Source data:
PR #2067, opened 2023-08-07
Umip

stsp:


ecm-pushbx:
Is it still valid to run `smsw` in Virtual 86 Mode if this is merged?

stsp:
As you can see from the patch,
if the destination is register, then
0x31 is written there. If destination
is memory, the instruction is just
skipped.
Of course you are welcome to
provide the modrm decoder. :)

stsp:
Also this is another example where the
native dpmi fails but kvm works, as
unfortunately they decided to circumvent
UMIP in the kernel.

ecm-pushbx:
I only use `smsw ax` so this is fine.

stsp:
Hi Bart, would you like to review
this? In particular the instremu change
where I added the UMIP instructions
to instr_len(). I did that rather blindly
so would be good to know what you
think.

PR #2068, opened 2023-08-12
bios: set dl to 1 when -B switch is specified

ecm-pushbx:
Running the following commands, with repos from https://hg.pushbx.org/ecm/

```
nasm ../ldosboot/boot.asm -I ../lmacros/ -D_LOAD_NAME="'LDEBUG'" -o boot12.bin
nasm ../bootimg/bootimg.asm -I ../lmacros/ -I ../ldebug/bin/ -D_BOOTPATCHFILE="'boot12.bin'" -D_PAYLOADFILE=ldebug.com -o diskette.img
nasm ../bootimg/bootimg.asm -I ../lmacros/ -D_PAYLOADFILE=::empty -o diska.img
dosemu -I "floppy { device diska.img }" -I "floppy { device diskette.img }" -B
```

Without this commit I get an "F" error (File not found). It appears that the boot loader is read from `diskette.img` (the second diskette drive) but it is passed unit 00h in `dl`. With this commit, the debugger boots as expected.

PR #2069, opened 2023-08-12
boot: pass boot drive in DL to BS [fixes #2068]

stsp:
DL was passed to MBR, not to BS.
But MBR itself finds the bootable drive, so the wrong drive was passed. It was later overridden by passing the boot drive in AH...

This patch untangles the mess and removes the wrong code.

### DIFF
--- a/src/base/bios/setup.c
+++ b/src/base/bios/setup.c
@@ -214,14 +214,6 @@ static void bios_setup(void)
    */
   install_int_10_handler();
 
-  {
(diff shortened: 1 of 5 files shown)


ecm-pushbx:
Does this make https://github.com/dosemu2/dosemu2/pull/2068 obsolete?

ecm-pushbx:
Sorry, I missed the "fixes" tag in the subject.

---

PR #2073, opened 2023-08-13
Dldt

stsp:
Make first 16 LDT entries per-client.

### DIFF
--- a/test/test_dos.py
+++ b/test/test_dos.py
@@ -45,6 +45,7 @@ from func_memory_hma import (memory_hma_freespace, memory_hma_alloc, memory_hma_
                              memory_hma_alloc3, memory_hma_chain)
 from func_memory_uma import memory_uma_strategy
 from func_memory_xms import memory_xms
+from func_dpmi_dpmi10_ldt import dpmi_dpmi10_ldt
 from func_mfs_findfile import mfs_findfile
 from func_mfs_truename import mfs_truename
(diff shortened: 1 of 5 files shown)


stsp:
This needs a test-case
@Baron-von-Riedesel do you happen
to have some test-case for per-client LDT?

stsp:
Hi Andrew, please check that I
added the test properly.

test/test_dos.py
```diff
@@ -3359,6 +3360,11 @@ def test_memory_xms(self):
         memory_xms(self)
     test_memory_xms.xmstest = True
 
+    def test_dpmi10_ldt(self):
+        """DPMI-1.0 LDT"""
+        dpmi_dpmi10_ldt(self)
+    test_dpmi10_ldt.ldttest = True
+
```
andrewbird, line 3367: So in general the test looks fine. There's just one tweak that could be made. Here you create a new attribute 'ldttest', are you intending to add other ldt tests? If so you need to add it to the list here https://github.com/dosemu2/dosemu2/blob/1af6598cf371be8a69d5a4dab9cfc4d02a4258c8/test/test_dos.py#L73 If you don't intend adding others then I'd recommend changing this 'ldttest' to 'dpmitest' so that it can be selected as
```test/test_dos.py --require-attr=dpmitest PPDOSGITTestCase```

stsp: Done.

*WHAT TO PRODUCE*
Look through the data above for the string "diska" and copy every line where it appears.

*SOLUTION*
nasm ../bootimg/bootimg.asm -I ../lmacros/ -D_PAYLOADFILE=::empty -o diska.img
dosemu -I "floppy { device diska.img }" -I "floppy { device diskette.img }" -B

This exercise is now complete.